ACTIVITY ::
What you need to produce from the material below is an exact transcription of the lines from the one with "Fix @see in WebDriverOptions::addCookie" through the one with "Subsequent work (in", both included, and no other line.

RECORDED DATA ::
+ + + + + + +

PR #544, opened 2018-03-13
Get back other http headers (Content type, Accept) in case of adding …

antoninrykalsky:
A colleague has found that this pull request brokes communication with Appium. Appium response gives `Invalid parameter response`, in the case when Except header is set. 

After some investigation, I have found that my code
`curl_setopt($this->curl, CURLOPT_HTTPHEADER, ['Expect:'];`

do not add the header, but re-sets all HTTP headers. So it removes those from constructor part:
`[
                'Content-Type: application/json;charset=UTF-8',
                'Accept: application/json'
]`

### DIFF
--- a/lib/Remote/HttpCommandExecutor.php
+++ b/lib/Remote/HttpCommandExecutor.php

+ + + + + + +

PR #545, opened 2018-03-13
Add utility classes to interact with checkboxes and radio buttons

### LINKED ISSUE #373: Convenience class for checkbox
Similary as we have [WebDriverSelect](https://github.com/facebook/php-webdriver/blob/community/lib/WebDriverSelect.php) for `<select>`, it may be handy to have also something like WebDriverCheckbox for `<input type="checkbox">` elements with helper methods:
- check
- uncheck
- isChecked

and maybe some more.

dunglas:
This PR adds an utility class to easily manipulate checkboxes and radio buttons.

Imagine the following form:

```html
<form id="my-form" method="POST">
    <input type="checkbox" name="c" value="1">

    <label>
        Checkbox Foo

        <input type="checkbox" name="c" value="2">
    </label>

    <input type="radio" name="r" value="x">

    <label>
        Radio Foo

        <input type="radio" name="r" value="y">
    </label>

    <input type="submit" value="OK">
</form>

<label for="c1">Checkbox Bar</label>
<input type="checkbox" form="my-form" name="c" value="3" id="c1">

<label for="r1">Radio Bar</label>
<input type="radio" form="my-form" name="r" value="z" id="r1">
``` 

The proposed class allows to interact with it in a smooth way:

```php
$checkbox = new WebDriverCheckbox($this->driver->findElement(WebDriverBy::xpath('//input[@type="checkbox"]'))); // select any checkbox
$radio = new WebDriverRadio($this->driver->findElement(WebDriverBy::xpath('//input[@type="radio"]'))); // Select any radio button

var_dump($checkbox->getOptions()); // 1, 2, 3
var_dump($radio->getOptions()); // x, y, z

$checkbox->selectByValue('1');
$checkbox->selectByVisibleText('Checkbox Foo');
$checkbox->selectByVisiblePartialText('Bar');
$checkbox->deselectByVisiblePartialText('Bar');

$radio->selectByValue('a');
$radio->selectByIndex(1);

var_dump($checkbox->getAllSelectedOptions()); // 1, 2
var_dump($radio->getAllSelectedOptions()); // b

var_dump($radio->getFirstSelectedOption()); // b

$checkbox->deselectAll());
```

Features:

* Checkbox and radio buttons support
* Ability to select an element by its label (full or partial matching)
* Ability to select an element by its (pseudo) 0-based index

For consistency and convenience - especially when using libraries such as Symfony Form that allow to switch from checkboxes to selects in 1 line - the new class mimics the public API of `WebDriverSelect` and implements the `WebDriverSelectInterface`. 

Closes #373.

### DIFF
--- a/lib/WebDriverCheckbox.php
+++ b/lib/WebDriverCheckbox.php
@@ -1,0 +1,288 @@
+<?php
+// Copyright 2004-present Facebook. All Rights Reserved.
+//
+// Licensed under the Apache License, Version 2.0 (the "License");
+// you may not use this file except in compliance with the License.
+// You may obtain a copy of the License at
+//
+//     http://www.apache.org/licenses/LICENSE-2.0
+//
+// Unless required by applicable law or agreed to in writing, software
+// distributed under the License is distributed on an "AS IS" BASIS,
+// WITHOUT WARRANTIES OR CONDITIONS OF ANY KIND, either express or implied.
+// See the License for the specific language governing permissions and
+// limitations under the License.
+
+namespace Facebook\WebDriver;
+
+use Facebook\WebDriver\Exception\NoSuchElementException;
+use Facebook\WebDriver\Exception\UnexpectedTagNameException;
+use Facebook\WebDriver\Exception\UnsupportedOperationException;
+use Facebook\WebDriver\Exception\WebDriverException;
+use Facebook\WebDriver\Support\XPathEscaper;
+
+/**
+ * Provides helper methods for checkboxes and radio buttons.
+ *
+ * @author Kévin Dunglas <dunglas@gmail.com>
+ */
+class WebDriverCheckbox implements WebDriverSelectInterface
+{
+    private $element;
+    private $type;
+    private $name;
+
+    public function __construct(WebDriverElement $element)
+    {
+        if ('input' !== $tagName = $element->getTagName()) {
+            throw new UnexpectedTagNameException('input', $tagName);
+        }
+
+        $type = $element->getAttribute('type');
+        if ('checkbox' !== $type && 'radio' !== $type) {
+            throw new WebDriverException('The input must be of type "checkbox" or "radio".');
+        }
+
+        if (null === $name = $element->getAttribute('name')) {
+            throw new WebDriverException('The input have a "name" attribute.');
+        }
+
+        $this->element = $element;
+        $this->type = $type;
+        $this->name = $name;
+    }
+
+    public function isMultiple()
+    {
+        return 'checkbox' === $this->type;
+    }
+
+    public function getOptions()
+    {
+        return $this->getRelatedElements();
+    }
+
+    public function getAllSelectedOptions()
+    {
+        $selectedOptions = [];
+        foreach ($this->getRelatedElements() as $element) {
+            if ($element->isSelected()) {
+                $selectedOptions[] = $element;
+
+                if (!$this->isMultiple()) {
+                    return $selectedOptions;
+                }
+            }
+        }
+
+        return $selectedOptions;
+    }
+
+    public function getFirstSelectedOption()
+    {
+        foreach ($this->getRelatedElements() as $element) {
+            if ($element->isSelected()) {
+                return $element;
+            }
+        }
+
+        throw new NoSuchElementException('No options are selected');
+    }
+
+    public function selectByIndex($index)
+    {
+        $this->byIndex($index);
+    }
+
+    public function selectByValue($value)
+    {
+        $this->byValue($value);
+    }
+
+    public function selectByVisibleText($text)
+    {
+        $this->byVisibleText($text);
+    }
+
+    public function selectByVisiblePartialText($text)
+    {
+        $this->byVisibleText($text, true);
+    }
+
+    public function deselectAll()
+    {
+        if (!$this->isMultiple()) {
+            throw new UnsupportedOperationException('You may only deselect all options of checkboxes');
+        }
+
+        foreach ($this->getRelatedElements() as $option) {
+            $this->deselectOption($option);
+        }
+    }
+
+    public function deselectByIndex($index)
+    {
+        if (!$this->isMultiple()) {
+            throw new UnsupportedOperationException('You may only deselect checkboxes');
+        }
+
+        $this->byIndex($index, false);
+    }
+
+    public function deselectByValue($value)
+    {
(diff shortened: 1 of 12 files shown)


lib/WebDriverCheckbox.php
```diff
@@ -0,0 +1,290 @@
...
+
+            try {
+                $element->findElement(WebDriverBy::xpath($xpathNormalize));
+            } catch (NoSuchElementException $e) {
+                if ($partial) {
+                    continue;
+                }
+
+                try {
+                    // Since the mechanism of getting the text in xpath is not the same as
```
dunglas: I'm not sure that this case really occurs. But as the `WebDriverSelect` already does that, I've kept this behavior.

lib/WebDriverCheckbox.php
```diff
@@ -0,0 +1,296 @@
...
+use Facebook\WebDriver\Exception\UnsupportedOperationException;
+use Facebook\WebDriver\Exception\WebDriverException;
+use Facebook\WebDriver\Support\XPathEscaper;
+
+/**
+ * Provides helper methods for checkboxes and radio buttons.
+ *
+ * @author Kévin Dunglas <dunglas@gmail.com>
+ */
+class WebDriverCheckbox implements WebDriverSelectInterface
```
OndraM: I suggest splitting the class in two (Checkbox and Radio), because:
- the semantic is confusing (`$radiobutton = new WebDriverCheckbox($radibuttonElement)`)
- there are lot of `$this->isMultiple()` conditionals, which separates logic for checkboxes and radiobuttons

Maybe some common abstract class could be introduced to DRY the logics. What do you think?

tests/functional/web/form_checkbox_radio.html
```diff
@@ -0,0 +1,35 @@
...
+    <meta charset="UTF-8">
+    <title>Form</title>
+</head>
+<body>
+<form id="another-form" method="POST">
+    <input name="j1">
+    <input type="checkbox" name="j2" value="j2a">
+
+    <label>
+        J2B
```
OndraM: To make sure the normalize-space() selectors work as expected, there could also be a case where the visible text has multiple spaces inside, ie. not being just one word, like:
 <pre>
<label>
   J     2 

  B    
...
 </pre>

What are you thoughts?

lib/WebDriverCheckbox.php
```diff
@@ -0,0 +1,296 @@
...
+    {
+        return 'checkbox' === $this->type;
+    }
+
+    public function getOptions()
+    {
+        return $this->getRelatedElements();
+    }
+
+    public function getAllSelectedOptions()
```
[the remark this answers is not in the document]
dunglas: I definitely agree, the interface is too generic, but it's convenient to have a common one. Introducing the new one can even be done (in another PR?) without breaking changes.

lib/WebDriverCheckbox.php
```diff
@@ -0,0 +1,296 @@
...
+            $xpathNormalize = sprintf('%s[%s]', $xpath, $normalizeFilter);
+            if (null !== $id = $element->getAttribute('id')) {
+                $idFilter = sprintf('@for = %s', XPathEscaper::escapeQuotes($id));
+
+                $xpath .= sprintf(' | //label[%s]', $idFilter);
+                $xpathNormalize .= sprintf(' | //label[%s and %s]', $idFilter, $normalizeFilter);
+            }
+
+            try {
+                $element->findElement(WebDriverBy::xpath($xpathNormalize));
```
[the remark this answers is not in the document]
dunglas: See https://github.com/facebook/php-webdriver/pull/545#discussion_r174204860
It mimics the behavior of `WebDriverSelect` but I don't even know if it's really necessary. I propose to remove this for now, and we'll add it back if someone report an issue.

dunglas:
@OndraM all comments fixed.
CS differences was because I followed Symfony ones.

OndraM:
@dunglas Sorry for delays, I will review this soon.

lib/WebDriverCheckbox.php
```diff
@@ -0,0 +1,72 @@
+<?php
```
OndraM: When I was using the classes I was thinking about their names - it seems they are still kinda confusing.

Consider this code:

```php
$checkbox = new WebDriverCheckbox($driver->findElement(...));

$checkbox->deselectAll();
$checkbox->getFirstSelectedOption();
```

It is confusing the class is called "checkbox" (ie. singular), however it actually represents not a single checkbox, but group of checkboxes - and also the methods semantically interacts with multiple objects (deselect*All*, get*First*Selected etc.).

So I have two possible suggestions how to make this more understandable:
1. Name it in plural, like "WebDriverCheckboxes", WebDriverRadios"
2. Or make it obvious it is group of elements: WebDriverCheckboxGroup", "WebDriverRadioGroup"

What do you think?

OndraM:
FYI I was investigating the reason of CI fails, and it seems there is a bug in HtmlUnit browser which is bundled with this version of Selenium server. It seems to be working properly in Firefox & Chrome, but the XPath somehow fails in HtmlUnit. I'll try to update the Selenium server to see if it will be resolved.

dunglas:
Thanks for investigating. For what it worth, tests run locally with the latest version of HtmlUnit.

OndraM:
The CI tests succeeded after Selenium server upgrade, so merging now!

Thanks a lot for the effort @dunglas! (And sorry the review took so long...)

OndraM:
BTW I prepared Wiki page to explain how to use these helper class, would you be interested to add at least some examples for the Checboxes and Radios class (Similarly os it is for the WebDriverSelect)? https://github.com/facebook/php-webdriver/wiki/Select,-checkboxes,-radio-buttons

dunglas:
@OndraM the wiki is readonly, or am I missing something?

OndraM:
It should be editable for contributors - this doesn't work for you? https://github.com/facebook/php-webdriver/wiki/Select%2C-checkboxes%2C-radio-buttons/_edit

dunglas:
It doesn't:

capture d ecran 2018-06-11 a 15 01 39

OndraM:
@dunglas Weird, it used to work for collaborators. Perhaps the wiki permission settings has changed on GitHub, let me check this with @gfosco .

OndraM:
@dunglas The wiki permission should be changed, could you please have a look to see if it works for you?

+ + + + + + +

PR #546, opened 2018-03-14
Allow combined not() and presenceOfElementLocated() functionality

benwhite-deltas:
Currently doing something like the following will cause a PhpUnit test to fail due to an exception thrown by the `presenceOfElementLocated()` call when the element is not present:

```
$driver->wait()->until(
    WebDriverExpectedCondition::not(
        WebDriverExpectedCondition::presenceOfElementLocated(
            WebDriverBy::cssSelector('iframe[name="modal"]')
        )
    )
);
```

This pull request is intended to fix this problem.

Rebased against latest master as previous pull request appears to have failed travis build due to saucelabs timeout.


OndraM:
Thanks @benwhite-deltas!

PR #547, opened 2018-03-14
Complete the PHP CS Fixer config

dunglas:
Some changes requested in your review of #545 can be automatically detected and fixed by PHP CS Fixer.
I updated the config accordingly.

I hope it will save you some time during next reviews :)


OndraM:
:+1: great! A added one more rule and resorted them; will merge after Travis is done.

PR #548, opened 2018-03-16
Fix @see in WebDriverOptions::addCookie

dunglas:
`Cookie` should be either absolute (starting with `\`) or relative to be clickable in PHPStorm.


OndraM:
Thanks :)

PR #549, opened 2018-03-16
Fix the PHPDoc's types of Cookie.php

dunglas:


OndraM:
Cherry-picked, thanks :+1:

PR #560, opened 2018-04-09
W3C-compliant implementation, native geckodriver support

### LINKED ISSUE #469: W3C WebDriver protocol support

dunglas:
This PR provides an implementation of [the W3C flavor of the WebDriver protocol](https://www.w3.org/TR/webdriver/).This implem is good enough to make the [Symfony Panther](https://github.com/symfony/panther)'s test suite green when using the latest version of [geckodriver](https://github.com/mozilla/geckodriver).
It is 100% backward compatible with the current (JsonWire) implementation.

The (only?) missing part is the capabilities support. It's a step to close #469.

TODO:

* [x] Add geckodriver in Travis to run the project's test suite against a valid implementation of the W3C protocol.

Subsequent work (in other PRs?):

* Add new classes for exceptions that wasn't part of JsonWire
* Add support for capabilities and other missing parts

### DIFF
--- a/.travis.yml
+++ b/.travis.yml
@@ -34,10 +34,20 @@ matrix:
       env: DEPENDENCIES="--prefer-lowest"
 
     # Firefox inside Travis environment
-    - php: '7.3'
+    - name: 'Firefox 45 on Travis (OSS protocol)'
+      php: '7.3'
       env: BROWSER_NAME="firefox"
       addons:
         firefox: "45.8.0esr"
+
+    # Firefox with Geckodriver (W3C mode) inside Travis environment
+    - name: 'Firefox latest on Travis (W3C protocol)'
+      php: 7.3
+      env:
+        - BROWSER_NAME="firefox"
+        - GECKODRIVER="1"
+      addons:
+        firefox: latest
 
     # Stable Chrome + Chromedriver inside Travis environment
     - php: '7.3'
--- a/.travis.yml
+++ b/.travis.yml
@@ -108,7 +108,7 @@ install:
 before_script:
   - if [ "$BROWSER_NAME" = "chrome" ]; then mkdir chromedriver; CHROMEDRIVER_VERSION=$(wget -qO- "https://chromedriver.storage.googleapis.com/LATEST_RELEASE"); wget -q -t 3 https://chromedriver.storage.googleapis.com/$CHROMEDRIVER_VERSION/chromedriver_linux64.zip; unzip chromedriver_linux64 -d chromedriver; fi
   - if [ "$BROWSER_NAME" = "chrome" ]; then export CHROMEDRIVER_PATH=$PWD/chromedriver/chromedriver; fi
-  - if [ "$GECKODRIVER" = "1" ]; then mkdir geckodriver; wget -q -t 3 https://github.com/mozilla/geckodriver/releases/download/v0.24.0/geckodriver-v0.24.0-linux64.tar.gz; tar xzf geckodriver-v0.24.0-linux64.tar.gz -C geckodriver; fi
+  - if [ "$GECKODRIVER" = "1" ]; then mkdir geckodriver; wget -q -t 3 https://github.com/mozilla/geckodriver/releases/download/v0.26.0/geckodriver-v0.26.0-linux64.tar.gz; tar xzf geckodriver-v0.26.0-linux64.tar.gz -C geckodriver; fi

+ + + + + + +

TASK RESPONSE ::
Fix @see in WebDriverOptions::addCookie

dunglas:
`Cookie` should be either absolute (starting with `\`) or relative to be clickable in PHPStorm.


OndraM:
Thanks :)

PR #549, opened 2018-03-16
Fix the PHPDoc's types of Cookie.php

dunglas:


OndraM:
Cherry-picked, thanks :+1:

PR #560, opened 2018-04-09
W3C-compliant implementation, native geckodriver support

### LINKED ISSUE #469: W3C WebDriver protocol support

dunglas:
This PR provides an implementation of [the W3C flavor of the WebDriver protocol](https://www.w3.org/TR/webdriver/).This implem is good enough to make the [Symfony Panther](https://github.com/symfony/panther)'s test suite green when using the latest version of [geckodriver](https://github.com/mozilla/geckodriver).
It is 100% backward compatible with the current (JsonWire) implementation.

The (only?) missing part is the capabilities support. It's a step to close #469.

TODO:

* [x] Add geckodriver in Travis to run the project's test suite against a valid implementation of the W3C protocol.

Subsequent work (in other PRs?):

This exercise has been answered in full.